Tony was the only one waiting for take-out. He was also a frequent patron and was sure the kid knew who he was on sight. Everyone was a smartass these days. He’d have more grounds to gripe if his whole persona hadn’t been crafted to rely on smartassery. He grabbed the brown paper bag off the counter, opened it to make sure it was right and breathed in the strong, savory smell. His stomach growled.

“Thanks,” he said. “Have a nice night.”

“Sure.”

The street was relatively quiet, a couple walking the opposite way on the other side of the street, no heavy vehicle traffic. It was pretty late, and though the city never slept completely, residential pockets like the one he lived in were fairly sedate. Maybe Tony acted the playboy, but he enjoyed the lackluster quality to his neighborhood. To tell the truth, it never hurt his luck with the ladies. Well, the ones that he didn’t exaggerate to make himself look good. Women wanted a man who at least appeared stable, and nothing said stable like a nice place filled with nice things in a nice neighborhood. There was always room for naughty, but nice was what everyone thought they wanted. He smiled to himself and fumbled for the keys.

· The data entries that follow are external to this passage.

PR #7135, opened 2026-09-11
issue-6956: implement the journal on top of the record chain and page index

arigachnyy:
### Notes
TJournal now restores its state from the meta store, writes records through the page store, serves reads and tail reads from the page index, advances the last acked lsn and drives the flush cycle.

### Issue


asorotsky (dismissed):

cloud/fastshard/journal/impl/README.md
```diff
@@ -0,0 +1,319 @@
...
+
+`TDevicePageStore` owns the page allocation of a device: `Allocate`,
+`AllocateAt` (used by restore to re-claim the pages of the restored records),
+`Free`, and page-granular `Read`/`Write`. Allocation is guarded by a lock and
+may be called from anywhere; the data methods validate against the allocation
+state under that lock but issue the device request outside of it, so the caller
+must not free pages it is still reading or writing. In `Trusted` mode the
+validation is skipped everywhere but `AllocateAt`.
+
+### `key_buffer_store.h` - the log metadata store
```
qkrorlqr, line 155: this needs to have a diagram showing how everything is structured - for example, how multi-page values are stored

and currently it's not clear how to restore the whole thing if the pages don't have to be contiguous - it means that they should be somehow linked and I don't see a description for how it's done

cloud/fastshard/journal/impl/README.md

That was when he heard it, a squeal of tires and then a scream. In the otherwise silent night, the sounds were disparate and loud. Instinct had him pivoting toward the sounds, switching his takeout back to his left hand and reaching for his gun with his right. Tony didn’t have much of a chance. A fast moving body plowed into him from the left, sending him ass over teakettle. His phở landed with a splat. After that, everything seemed to move in slow motion. Behind the guy who’d knocked him down came another figure.

A very large, unfortunately familiar figure. Tony froze. He completely locked up for what was probably a second but felt like ten minutes. He was suddenly five months ago, in a dark alley with a non-human human-looking thing starting him down. Déjà vu all over again, he thought, and, not this time. He didn’t know the odds of him running into a supposedly dead guy who was a little less in the human department than he should be; they had to be astronomical. He watched the hulking figure of Sam Winchester take down the first guy with a flying tackle, and was spurred into action. Tony scrambled to his knees and took aim. He couldn’t afford to hesitate this time. He was witnessing an assault, or worse.

“Hey, freeze,” he said. “I’m a federal agent. Let that man go.”

The man Tony was attempting to save twisted in Winchester’s grip, and that was when he realized that guy wasn’t human either. Jesus, Mary and Joseph. He thought maybe he was hallucinating, or someone was messing with his head. He didn’t know anyone who’d mess with this kind of shit.

“I’m afraid we can’t do that,” said a deep, commanding voice, right up close to his left ear.

Tony spun, startled. He caught a bare glimpse of an older man, hairless except for two giant, bushy eyebrows and then an elbow jammed into his right eye socket. He went down in a fiery haze of pain, clutched at his face. His gun clattered along the sidewalk and his ears rung in a way that made everything sound like he was at the end of a long tunnel. He didn’t pass out, though.

“Shoot him or something, Samuel. No witnesses,” Sam Winchester said.

Sam, Sammy, Samuel.

“Get that thing in the van. And I am not shooting him. He’s a federal agent, and he’s a human being,” Samuel said. “Jesus Christ, kid, sometimes I wonder about you.”

“Whatever.”

Tony pulled his hands away, squinted through teary eyes at the man standing above him. Samuel, the elder and follically-challenged, leaned toward him with an angry scowl on his face.

“This isn’t what you think. We’re the good guys,” he said, then stood up. “Sorry about this.”

There came a jab to his left thigh, and nearly instantly, things started to swirl. The last thing Tony thought before succumbing to whatever drug had been pumped into him was that Gibbs was going to have his head for letting this happen to him again.